**DESCRIPTION OF THE TASK:**
Scan the data, and whenever a line contains "opened", copy it.

**DATA EXTRACT:**
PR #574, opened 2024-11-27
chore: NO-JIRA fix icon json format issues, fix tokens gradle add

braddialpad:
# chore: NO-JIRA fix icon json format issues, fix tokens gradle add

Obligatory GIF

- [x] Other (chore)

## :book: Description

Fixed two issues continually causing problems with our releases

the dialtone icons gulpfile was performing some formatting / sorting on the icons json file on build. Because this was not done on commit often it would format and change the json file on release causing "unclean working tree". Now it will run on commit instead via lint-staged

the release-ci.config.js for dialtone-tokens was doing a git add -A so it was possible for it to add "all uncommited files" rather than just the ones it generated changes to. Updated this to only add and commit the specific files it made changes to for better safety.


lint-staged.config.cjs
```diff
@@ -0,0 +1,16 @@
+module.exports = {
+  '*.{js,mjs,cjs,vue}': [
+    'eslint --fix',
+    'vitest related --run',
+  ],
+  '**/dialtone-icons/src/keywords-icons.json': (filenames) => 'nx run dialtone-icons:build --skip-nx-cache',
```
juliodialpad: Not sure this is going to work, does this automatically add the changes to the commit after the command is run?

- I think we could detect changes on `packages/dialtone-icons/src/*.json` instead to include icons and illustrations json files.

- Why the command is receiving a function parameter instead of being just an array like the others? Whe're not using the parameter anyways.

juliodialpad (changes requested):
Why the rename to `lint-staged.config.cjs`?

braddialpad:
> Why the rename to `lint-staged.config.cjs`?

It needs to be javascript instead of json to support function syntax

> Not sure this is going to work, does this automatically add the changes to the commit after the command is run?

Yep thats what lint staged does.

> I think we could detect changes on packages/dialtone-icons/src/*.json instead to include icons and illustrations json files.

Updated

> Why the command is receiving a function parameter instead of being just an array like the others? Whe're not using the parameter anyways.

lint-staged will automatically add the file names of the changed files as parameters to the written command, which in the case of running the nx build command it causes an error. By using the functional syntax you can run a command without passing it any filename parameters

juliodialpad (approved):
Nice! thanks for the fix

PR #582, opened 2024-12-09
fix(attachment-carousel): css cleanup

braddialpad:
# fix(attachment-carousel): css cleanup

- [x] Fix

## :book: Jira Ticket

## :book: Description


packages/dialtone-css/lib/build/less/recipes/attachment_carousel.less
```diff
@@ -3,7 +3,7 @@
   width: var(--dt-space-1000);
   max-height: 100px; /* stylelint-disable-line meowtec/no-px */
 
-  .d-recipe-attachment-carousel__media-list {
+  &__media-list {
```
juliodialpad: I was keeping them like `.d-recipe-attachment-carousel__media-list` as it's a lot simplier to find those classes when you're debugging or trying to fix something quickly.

**WRITTEN ANSWER:**
PR #574, opened 2024-11-27
PR #582, opened 2024-12-09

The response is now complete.